Named failure modes of this method

  • Cynicism spiral: Doubting everything equally instead of prioritizing claims that matter. Fix: focus skepticism on claims that drive decisions, not background context.
  • Demanding impossible proof: Requiring RCT-level evidence for reasonable engineering judgment. Fix: calibrate evidence expectations to the claim's impact—high-stakes claims need strong evidence, low-stakes claims need plausibility.
  • Missing the forest: Grading individual claims without assessing whether the overall argument holds even if some claims are weak. Fix: always include the overall credibility assessment.
  • Style policing: Flagging vague language when the underlying claim is actually well-supported elsewhere. Fix: check whether evidence exists before flagging weak phrasing.
  • Confirmation bias in review: Only challenging claims you disagree with while accepting others at face value. Fix: grade every claim, including ones that feel obviously true.

References

  • Kahneman, D. (2011).

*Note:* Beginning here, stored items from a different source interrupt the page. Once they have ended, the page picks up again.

PR #109, opened 2021-03-31
Add missing image disk regex

grisu48:
Add missing image regex following [poo#90530](https://progress.opensuse.org/issues/90530)


asmorodskyi:
> currently you have majority of tidy up changes in wrong commit and actual tidy up commit contains single change . please do one of two :
> 
> 1. simply squash commits into one
> 2. move all tidy up changes into correct commit

other than that LGTM

PR #110, opened 2021-03-31
Add GitHub actions

grisu48:
Add GitHub actions and remove Travis


.github/workflows/pcw.yaml
```diff
@@ -0,0 +1,26 @@
...
+name: public cloud watcher
+'on': push
+
+jobs:
+  pcw:
+    name: public cloud watcher
+    runs-on: ubuntu-latest
+    strategy:
+      matrix:
+        python-version: [3.6, 3.7]
```
asmorodskyi, line 12:
```suggestion
        python-version: [3.6, 3.8]
```

grisu48: :+1:

asmorodskyi:
awesome :+1:  thanks for this never could reach this ...

.github/workflows/pcw.yaml
```diff
@@ -0,0 +1,26 @@
+---
+
+name: public cloud watcher
+'on': push
+
+jobs:
+  pcw:
+    name: public cloud watcher
+    runs-on: ubuntu-latest
```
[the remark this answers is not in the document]
grisu48: Not sure if those are even supported. I'm following the official instructions here: https://docs.github.com/en/actions/guides/building-and-testing-python

But once it runs we can try it out ;-)

.github/workflows/pcw.yaml
```diff
@@ -0,0 +1,26 @@
+---
+
+name: public cloud watcher
+'on': push
```
ggkioulis, line 4: should this be `'on'` instead of `on`?

grisu48: Both is supported, just with `'on'` yamllint doesn't complain about a boolean statement should be `true` or `false`. But I'll have another check!

grisu48: This one:

    .github/workflows/pcw.yaml
      4:1       warning  truthy value should be one of [false, true]  (truthy)

grisu48: Still doesn't want to :disappointed:

.github/workflows/pcw.yaml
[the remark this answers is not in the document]
asmorodskyi: ok let's follow the flow , we can improve this later ...

asmorodskyi (approved):
LGTM , thanks a lot :+1:

grisu48:
Don't know why the Actions are not scheduled in this PR, but they are scheduled in the [branch](https://github.com/grisu48/pcw/actions/runs/704860628)

PR #118, opened 2021-06-18
ec2: mute volume-in-use errors because they are expected

asmorodskyi:


ocw/lib/EC2.py
```diff
@@ -118,7 +118,6 @@ def cleanup_snapshots(self, cleanup_ec2_max_snapshot_age_days):
 
     def cleanup_volumes(self, cleanup_ec2_max_volumes_age_days):
         delete_older_than = date.today() - timedelta(days=cleanup_ec2_max_volumes_age_days)
-        self.log_dbg("Will delete volumes older than {}", delete_older_than)
```
pdostal, line 121: Why did you remove also this line?

asmorodskyi: This message was added recently when I was investigating why PCW not doing volume cleanup at all. Now I know the reasons ( I was simply using codebase which does not have volume cleanup ) so without this purpose I would treat this message producing too much noise. You will see it on every cleanup loop execution no matter if there is some cleanup needed or not. And I know that this is very bad way of dealing with log messages and that I suppose to simply mute it with proper log level  setting, but scary part that I don't know how exactly it is working in python and didn't have time and will to figure out ...

PR #123, opened 2021-09-20
Improve html look 

cfconrad:
1) Use full width of window for instance table
2) Display email notified as  icon
3) Show csp_info pretty formatted
4) Make "Edit Filter" more visible


cfconrad:
This is how it looks:
Screenshot from 2021-09-20 17-10-29

PR #125, opened 2021-12-03
Cleanup GCE service Accounts

b10n1k:
Implementing and extending the cleanup_all.

In brief the `parser_service_accoun_list`:
- Make a request to get the accosiated emails with `projects/suse-sle-qa`
- for each email a new request returns the endpoint to the service
- and then for each of the accounts perform deletion

`parser_service_account_list` needs to  filter out the irrellative accounts
`get_vault_name` is decorated to return the accounts where their keys have extended the 24 hours

Signed-off-by: ybonatakis <ybonatakis@suse.com>

### DIFF
--- a/ocw/lib/decorators.py
+++ b/ocw/lib/decorators.py
@@ -1,0 +1,6 @@
+def filterService(*args, **kwargs):
+    def wrapper(func):
+        def filter_func(*args):
+            return [email for email in func(*args) if email.startswith(kwargs['name'])]
+        return filter_func
+    return wrapper
--- a/ocw/lib/gce.py
+++ b/ocw/lib/gce.py
@@ -3,33 +3,57 @@ from .provider import Provider, Image
 import googleapiclient.discovery
 from google.oauth2 import service_account
 from dateutil.parser import parse
+from .decorators import filterService
+from googleapiclient.errors import HttpError
 import re
 
 
 class GCE(Provider):
     __instances = dict()
 
-    def __new__(cls, vault_namespace):
-        if vault_namespace not in GCE.__instances:
-            GCE.__instances[vault_namespace] = self = object.__new__(cls)
-            self.__credentials = GCECredential(vault_namespace)
-            self.__compute_client = None
-            self.__project = None
+    def __new__(cls, vault_namespace, *args, **kwargs):
+        if vault_namespace in GCE.__instances:
+            return GCE.__instances[vault_namespace]
+        GCE.__instances[vault_namespace] = object.__new__(cls)
         return GCE.__instances[vault_namespace]
+
+    def __init__(self, namespace):
+        super().__init__(namespace)
+        self.__credentials = GCECredential(namespace)
+        self.__compute_client = None
+        self.__iam_client = None
+        self.__project = None
+        self.credentials = None
 
     def compute_client(self):
         if self.__credentials.isExpired():
             self.__credentials.renew()
             self.__compute_client = None
+            self.credentials = None
         self.__project = self.__credentials.getPrivateKeyData()["project_id"]
         if self.__compute_client is None:
-            credentials = service_account.Credentials.from_service_account_info(
+            self.credentials = service_account.Credentials.from_service_account_info(
                 self.__credentials.getPrivateKeyData()
             )
             self.__compute_client = googleapiclient.discovery.build(
-                "compute", "v1", credentials=credentials, cache_discovery=False
+                "compute", "v1", credentials=self.credentials, cache_discovery=False
             )
         return self.__compute_client
+
+    def iam_client(self):
+        if self.__credentials.isExpired():
+            self.__credentials.renew()
+            self.__iam_client = None
+            self.credentials = None
+        self.__project = self.__credentials.getPrivateKeyData()["project_id"]
+        if self.__iam_client is None:
+            self.credentials = service_account.Credentials.from_service_account_info(
+                self.__credentials.getPrivateKeyData()
+            )
+            self.__iam_client = googleapiclient.discovery.build(
+                "iam", "v1", credentials=self.credentials, cache_discovery=True
+            )
+        return self.__iam_client
 
     def list_instances(self, zone):
         """ List all instances by zone."""
@@ -207,3 +231,119 @@ class GCE(Provider):
                 if "warnings" in response:
                     for w in response["warnings"]:
                         self.log_warn(w["message"])
+        self.cleanup_serviceaccounts()
+
+    def cleanup_serviceaccounts(self):
+        self.log_info("## GCE Vault key cleaning - {} ##".format(self.__project))
+
+        # Get service account emails
+        service_accounts_filtered_by_email = self.get_service_accounts()
+        # For each email found return the ones with associated old date
+        service_accounts_filtered_by_email_filtered = self.filter_by_times(service_accounts_filtered_by_email)
+        self.delete_service_accounts(service_accounts_filtered_by_email_filtered)
+
+    @filterService(name='vaultopenqa')
+    def get_service_accounts(self):
+        ''' Returns a list of the emails of the Service Accounts
+
+        The request is using the resource name of the project associated with
+        the service accounts. This returns a list of dict items, which are
+        also not vault related.
+        The objects returned in chunks which contain a `nextPageToken`
+        to the next page. The `get_service_accounts` parses each page
+        and returns the full list. Subsequently, the list is filtered to return
+        only emails correlated with vault Service Accounts
+        '''
+        service_accounts_filtered_by_email = []
+        req = self.iam_client().projects().serviceAccounts().list(
+            name='projects/suse-sle-qa')
+
+        while True:
+            resp = req.execute()
+            service_accounts_filtered_by_email += [service_account['email']
+                                                   for service_account in resp.get('accounts', [])]
+
+            req = self.iam_client().projects().serviceAccounts().list_next(
+                previous_request=req, previous_response=resp)
+            if req is None:
+                return tuple(set(service_accounts_filtered_by_email))
+
+    def filter_by_times(self, vault_account_tuple, time_limit=24):
+        '''Returns a list of the emails of the Service Accounts filtered by _time_limit_
+
+        Makes a API request to the ServiceAccount to list all the keys associated with
+        the corresponding email of the service.
+        The respond returns a json in the format
+        _{'keys': [
+           {'name': 'projects/suse-sle-qa/serviceAccounts/{ACCOUNT}/keys/{KEY_HASH} # the full path for a key,
+            'validAfterTime': '2021-11-15T12:13:43Z', # age of the key
+            'validBeforeTime': '2021-12-02T12:13:43Z',
+            'keyAlgorithm': 'KEY_ALG_RSA_2048',
+            'keyOrigin': 'GOOGLE_PROVIDED',
+            'keyType': 'USER_MANAGED'}
+         ]}
+
+        Using `validAfterTime` the function calculate which Service Accounts
+        should be deleted. The actual delete function takes the email in its
+        request, so the `filter_by_times` has to returned them
+        corelated email addresses of the `service_resp['keys']`
+
+        Parameters
+        ----------
+        vault_account_tuple : googleapiclient.discovery.Resource, required
+            The IAM Service Account instance
+        time_limit : int
+            the number of hours where the Service Accounts are keep been
+            ignored from the cleanup job
+        '''
+        from datetime import datetime, timedelta
+        time_limit = datetime.now() - timedelta(hours=time_limit)
+        dt_frm = datetime.fromisoformat
+        filtered_service_accounts = []
+        for email in vault_account_tuple:
+            service_resp = self.iam_client().projects().serviceAccounts().keys().list(
+                name='projects/-/serviceAccounts/{}'.format(email)).execute()
+            filtered_service_accounts += [k['name'] for k in service_resp['keys'] if dt_frm(
+                    k['validAfterTime'][:-1]) < time_limit]
+        return list(filter(lambda e: e in str(filtered_service_accounts), vault_account_tuple))
+
+    def delete_service_accounts(self, service_accounts):
+        ''' Deletes a list of vault keys
+
+        Expects _iam_service_ of type *googleapiclient.discovery.Resource*
+        and _service_accounts_ list of strings.
+
+        A short comment from the documentation. - Deleting a service account
+        key does not revoke short-lived credentials
+        that have been issued based on the service account key.
+
+        Parameters
+        ----------
+        service_accounts : list, required
+            A list of keys to delete. This is retrieved by the _accounts_ of
+            the *get_service_accounts* which is the email field.
+
+        Raises
+        ------
+        TypeError
+            This will raised when the _service_accounts_ will not match the expected pattern in the _name_
+        HttpError
+            Http Respond Errors
+        '''
+        if (len(service_accounts) < 1):
+            self.log_info("Nothing to delete")
+        else:
+            for account_email in list(service_accounts):
+                if self.dry_run:
+                    self.log_warn(
+                        "Deletion of vault Service Account {} skipped due to dry run mode"
+                        .format(account_email))
+                else:
+                    try:
+                        # TODO: if deletion needs key removal first
+                        # iam_service.projects().serviceAccounts().keys().delete(
+                        #     name=service_accounts).execute()
+                        self.iam_client().projects().serviceAccounts().delete(
+                            name='projects/-/serviceAccounts/{}'.format(account_email)).execute()
+                    except (TypeError, HttpError) as err:
+                        self.log_err("Fail to delete Service Account {} \n{}".format(account_email, err))
--- a/tests/test_gce.py
+++ b/tests/test_gce.py
@@ -1,9 +1,17 @@
+import pytest
 from ocw.lib.gce import GCE
 from webui.settings import PCWConfig
 from tests.generators import min_image_age_hours, max_image_age_hours
-from tests.generators import mock_get_feature_property
 from tests import generators
 from datetime import datetime, timezone, timedelta
+
+
+@pytest.fixture
+def gce_provider_patched(monkeypatch):
+    from tests.generators import mock_get_feature_property
+
+    monkeypatch.setattr(PCWConfig, 'get_feature_property', mock_get_feature_property)
+    return monkeypatch
 
 
 def test_parse_image_name(monkeypatch):
@@ -58,7 +66,26 @@ class FakeMockImages:
         return self.responses.pop(0)
 
 
-def test_cleanup_all(monkeypatch):
+class FakeServiceAccounts:
+
+    def __init__(self, responses):
+        self.deleted = list()
+        self.responses = responses
+
+    def list(self, *args, **kwargs):
+        return self.responses.pop(0)
+
+    def list_next(self, *args, **kwargs):
+        return None
+
+    def delete(self, *args, **kwargs):
+        pass
+
+    def keys(self,  *args, **kwargs):
+        return self.responses
+
+
+def test_cleanup_all(gce_provider_patched):
     newer_then_min_age = datetime.now(timezone.utc).isoformat()
     older_then_min_age = (datetime.now(timezone.utc) - timedelta(hours=min_image_age_hours+1)).isoformat()
     older_then_max_age = (datetime.now(timezone.utc) - timedelta(hours=max_image_age_hours+1)).isoformat()
@@ -84,10 +111,11 @@ def test_cleanup_all(monkeypatch):
 
     def mocked_compute_client():
         pass
-    mocked_compute_client.images = lambda *args, **kwargs: fmi
-    monkeypatch.setattr(GCE, 'compute_client', lambda self: mocked_compute_client)
 
-    monkeypatch.setattr(PCWConfig, 'get_feature_property', mock_get_feature_property)
+    mocked_compute_client.images = lambda *args, **kwargs: fmi
+    gce_provider_patched.setattr(GCE, 'compute_client', lambda self: mocked_compute_client)
+    # Skips cleanup_serviceaccounts
+    gce_provider_patched.setattr(GCE, 'cleanup_serviceaccounts', lambda self: True)
 
     gce = GCE('fake')
     generators.max_images_per_flavor = 2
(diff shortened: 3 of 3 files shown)


ocw/lib/gce.py
```diff
@@ -207,3 +209,112 @@ def cleanup_all(self):
                 if "warnings" in response:
                     for w in response["warnings"]:
                         self.log_warn(w["message"])
+        self.cleanup_vault_keys()
+
+    def cleanup_vault_keys(self):
+        self.log_info("## GCE Vault key cleaning - %s ##" % self.__project)
+        credentials = service_account.Credentials.from_service_account_info(
```
asmorodskyi, line 216:
```
credentials = service_account.Credentials.from_service_account_info(
            self.__credentials.getPrivateKeyData()
        )
        service = googleapiclient.discovery.build('iam', 'v1', credentials=credentials)
```

please drop this and just use https://github.com/SUSE/pcw/pull/125/files#diff-0dfc4095c73002d356e289d8edf872dcb8a6624ba9adc082c0c331aa9789bb9cR22 instead . you duplicating the code

ocw/lib/gce.py
```diff
@@ -207,3 +209,112 @@ def cleanup_all(self):
                 if "warnings" in response:
                     for w in response["warnings"]:
                         self.log_warn(w["message"])
+        self.cleanup_vault_keys()
+
+    def cleanup_vault_keys(self):
+        self.log_info("## GCE Vault key cleaning - %s ##" % self.__project)
```
asmorodskyi, line 215: this comment applies to whole PR . please read https://realpython.com/python-string-formatting/ . in project we currently using `#2` . I am considering moving to `#3` some day but for sure against fallback to `#1`

No about this specific message . You are not cleaning any Vault keys here you cleaning service accounts in google cloud . this also refers to function name

ocw/lib/gce.py
```diff
@@ -207,3 +209,112 @@ def cleanup_all(self):
...
+        to the next page. The `parser_service_account_list` parses each page
+        and returns the full list. Subsequently, the list is filtered to return
+        only emails correlated with vault
+
+        Parameters
+        ----------
+        iam_service : googleapiclient.discovery.Resource, required
+            The IAM Service Account instance
+        '''
+        vault_emails = []
```
asmorodskyi, line 265: what is "vault email" ?

ocw/lib/gce.py
```diff
@@ -207,3 +209,112 @@ def cleanup_all(self):
...
+        )
+        service = googleapiclient.discovery.build('iam', 'v1', credentials=credentials)
+        # now get service accounts
+        vault_emails = self.parser_service_account_list(service)
+        # for each vault account find the associated names with old keys
+        vault_keys = self.get_vault_name(service, vault_emails)
+
+        self.delete_vault_keys(service, vault_keys)
+
+    @filterAfterTime(hours=24)
```
asmorodskyi, line 227: can you elaborate benefit of using decorator pattern here ? AFAIK decorator should be used when you need to do same thing *in several classes not linked by inheritance* than you can save yourself from *code duplication* . Can not find anything related to this topic here . In a fact you just break single flow into two pieces and now it is hard to understand what actually going on with data ...

asmorodskyi (changes requested):
1. tests are failing 
2. not correct use of decorator design pattern
3. confusion around functions/variable names all over PR ( we not suppose to do any cleanup in vault but cleanup of service accounts in gce )

asmorodskyi (changes requested):
1. tests are failing 
2. inappropriate use of decorator design pattern 
3. confusion in functions / variable names ( we suppose to cleanup not vault but google cloud service accounts )

asmorodskyi:
sorry for spam :) after posting first comment I got 500 from github so I decided to do it again ...

ocw/lib/gce.py
b10n1k: i did that in the very beginning and it was failing. i didnt overthink and i left it when i see that it was working. if i fix the rest i might take a look. but until then i am not going to change it as i am afraid that it will require additional changes. i have to investigate why it wasnt working and what changes it needs

ocw/lib/gce.py
b10n1k: to be honest, i dont know how to answer this question and i try to avoid them in general (many reason out of the scope here). Everyone should do their research. for instance decorators do not apply _in several classes_ only. But i will tell you that. some small portion of my thinking is that `filterAfterTime` will apply to ec2 and azure later. Unfortunately i dont have idea how it will look like there so i do not provide the one-off solution. i expect that it will require some changes when i will have clear picture from the other providers.

> In a fact you just break single flow into two pieces and now it is hard to understand what actually going on with data ...

Thats not true. in fact this design is very common in many frameworks (django, Spring, etc). the name of the functions is also self-explanatory. The `get_vault_name` requests and returns the `['keys']` and then you want to `filterAfterTime`, to get the _old_ ones.  `get_vault_name` will never have to change. if believe that if you see what `filterAfterTime` does you will notice that import different packages and does quite different operation, which do not belong inside `get_vault_name` as you would expect from such function.

ocw/lib/gce.py
b10n1k: the take out from the `service_account['email']`

ocw/lib/gce.py
asmorodskyi: sure thing it is up to you to decide the order , just saying that we will need to revisit this before merging in any case or find really good reasons to keep this duplication

ocw/lib/gce.py
asmorodskyi: service account is entity from google cloud `Credentials` , right ? how it is related to vault ?

ocw/lib/gce.py
asmorodskyi: > to be honest, i dont know how to answer this question and i try to avoid them in general (many reason out of the scope here)

sorry I didn't get this part 

> some small portion of my thinking is that filterAfterTime will apply to ec2 and azure later.

currently decorators are not used in this project at all . this PR is about adding google service account cleanup . I would prefer that we will concentrate on this without doing several things at the same time . I am fine to add decorators to the project but I can not accept having this pattern in one single random place while whole project not using same approach . Please solve : 
> Unfortunately i dont have idea how it will look like 

and provide " one-off solution" in separate PR.

ocw/lib/decorators.py
```diff
@@ -0,0 +1,20 @@
+def filterAfterTime(*args, **kwargs):
+    def wrapper(func):
+        from datetime import datetime, timedelta
+        time_limit = datetime.now() - timedelta(hours=kwargs['hours'])
+
+        def time_filtered_list(*args, **kwargs):
+            dat = func(*args)
+            dt_frm = datetime.fromisoformat
+            return [k['name'] for k in dat if dt_frm(
+                    k['validAfterTime'][:-1]) < time_limit]
```
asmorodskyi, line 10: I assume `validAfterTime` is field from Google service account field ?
PR #3, opened 2017-10-15
Rewrite SAPI2 compatibility doc

charleswhchan:
I thought the description was a bit unclear, so I tried to rewrite it based on my understanding.

Hopefully, I conveyed the right ideas and did not misrepresent. 😃


adam-douglass:
Looks like an improvement to me.

Issue #8, opened 2017-11-20
typo, connection should be con


orenshk:
https://github.com/dwavesystems/dwave_micro_client/blob/fd86de8a2a5968dab6ce0a70b771526335255494/dwave_micro_client.py#L24

ccoffrin:
On a related note, some examples on this page use `con` and others `conn`.

http://dwave-micro-client.readthedocs.io/en/latest/

randomir:
I believe this is now fixed with #23.

PR #13, opened 2018-02-06
Client usage example/docs fix

randomir:


randomir:
This actually closes #8.

PR #30, opened 2018-02-27
Project refactor

bellert:


randomir:
Merging, but we have to fix #32.

PR #33, opened 2018-02-27
Fix open builtin mock.patch in Python < 3.5

randomir:
Note (https://docs.python.org/3/library/unittest.mock.html#patch):
> Changed in version 3.5: If you are patching builtins in a module then
you don’t need to pass `create=True`, it will be added by default.


randomir:
This fixes #32.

Thinking, Fast and Slow — cognitive biases in judgment
  • RFC 7282 (https://www.rfc-editor.org/rfc/rfc7282.html) — on consensus and objection handling in technical review
  • Tetlock, P. (2015). Superforecasting — calibrating confidence to evidence
  • Sagan, C. "Extraordinary claims require extraordinary evidence" — evidence proportionality principle

Failure handling

  • If the document is too short to contain meaningful claims, say so rather than manufacturing doubt.
  • If all claims are well-supported, report that the skeptic pass found high credibility—do not force criticism.
  • If the document is a brainstorm or early draft, adjust evidence expectations downward and note that a full skeptic pass requires a more developed proposal.